'''

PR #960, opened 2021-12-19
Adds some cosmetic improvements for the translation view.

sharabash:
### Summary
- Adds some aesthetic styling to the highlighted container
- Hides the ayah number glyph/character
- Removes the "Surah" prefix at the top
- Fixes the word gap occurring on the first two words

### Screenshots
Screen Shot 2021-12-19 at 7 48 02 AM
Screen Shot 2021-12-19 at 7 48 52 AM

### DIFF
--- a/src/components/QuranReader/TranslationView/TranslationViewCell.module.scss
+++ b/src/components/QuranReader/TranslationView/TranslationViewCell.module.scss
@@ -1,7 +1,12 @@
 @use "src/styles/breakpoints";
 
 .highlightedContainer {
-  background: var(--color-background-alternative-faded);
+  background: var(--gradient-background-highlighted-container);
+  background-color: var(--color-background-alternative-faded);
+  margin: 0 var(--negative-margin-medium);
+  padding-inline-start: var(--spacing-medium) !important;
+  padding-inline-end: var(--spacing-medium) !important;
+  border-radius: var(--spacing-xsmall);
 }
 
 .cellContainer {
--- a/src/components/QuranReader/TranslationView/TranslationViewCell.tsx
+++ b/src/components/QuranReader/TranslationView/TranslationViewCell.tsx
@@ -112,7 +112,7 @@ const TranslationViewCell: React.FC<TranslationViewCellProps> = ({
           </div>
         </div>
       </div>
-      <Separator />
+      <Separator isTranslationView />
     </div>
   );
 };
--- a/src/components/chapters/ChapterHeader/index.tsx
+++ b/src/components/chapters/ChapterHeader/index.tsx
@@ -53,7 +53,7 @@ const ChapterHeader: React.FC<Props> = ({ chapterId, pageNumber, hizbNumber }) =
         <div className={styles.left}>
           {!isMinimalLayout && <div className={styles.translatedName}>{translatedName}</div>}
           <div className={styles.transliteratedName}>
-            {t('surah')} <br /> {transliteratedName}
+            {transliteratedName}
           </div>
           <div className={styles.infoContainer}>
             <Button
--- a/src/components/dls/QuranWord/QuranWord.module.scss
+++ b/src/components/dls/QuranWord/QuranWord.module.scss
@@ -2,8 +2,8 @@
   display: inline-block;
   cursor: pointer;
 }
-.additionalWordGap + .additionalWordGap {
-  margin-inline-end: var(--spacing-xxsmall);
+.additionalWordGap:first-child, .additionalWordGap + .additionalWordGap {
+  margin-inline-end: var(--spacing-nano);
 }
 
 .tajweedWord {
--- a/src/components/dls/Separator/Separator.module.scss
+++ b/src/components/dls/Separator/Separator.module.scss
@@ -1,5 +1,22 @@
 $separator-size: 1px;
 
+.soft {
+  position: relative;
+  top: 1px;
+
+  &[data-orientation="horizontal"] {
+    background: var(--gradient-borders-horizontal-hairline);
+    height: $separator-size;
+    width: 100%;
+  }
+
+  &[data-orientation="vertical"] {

'''
'''

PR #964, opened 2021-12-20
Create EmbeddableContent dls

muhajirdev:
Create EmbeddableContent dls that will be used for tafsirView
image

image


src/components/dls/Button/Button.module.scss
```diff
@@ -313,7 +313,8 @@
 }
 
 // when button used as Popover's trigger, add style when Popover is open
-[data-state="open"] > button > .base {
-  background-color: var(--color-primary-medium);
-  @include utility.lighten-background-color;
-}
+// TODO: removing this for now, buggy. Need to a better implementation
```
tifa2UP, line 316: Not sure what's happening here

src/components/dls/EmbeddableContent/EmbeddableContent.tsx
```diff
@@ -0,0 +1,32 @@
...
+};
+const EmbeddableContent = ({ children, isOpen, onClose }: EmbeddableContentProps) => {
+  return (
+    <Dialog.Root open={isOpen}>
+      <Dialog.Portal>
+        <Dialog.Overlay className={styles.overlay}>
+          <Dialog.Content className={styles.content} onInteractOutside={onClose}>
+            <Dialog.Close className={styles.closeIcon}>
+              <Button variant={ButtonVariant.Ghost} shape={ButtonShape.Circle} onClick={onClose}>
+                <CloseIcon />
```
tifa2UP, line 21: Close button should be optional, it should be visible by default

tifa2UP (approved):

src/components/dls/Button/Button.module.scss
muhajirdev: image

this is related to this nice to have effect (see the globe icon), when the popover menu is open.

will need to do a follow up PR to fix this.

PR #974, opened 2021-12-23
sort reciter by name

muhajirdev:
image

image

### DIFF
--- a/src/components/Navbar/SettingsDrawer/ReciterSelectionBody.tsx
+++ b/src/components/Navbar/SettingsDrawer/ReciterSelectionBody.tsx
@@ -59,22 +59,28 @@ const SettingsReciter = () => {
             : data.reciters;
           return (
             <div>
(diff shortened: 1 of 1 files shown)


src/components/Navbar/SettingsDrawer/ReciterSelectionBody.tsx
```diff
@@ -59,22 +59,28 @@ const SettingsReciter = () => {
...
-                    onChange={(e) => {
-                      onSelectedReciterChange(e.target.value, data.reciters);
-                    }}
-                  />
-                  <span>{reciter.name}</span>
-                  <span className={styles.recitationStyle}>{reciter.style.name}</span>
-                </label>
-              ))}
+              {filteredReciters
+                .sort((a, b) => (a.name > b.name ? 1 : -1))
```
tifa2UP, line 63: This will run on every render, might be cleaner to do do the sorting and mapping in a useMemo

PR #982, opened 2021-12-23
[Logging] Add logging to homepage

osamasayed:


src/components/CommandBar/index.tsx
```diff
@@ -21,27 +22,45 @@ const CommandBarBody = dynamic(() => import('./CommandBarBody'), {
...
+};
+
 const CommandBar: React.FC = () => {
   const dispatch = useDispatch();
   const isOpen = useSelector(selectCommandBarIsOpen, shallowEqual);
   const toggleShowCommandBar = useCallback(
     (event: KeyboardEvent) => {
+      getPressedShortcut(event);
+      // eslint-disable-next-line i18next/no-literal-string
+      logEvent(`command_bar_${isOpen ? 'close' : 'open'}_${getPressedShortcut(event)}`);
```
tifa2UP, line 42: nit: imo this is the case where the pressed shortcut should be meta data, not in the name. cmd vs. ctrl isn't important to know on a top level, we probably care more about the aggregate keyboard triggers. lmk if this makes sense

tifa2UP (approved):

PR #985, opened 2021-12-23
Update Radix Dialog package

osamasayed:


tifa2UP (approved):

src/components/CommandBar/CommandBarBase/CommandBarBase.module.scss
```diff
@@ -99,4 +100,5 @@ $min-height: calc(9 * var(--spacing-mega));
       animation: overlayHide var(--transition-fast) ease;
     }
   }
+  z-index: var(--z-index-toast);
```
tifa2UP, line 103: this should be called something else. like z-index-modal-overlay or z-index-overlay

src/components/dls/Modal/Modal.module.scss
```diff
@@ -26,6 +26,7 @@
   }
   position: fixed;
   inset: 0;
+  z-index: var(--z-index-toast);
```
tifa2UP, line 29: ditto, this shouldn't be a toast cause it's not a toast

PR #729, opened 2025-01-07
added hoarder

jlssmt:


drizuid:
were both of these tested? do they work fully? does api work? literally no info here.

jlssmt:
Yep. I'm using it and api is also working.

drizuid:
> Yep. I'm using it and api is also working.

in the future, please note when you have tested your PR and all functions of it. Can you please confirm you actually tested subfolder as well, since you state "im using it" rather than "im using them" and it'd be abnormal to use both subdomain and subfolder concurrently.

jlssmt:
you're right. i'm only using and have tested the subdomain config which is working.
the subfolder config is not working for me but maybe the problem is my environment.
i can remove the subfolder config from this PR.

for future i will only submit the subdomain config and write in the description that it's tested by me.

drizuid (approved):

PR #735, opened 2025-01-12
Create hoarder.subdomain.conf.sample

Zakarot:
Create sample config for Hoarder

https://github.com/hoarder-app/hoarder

'''

◆ **Exercise brief**:
Every line above that holds the string "first" should be returned.

◆ **Written solution**:
- Fixes the word gap occurring on the first two words
+.additionalWordGap:first-child, .additionalWordGap + .additionalWordGap {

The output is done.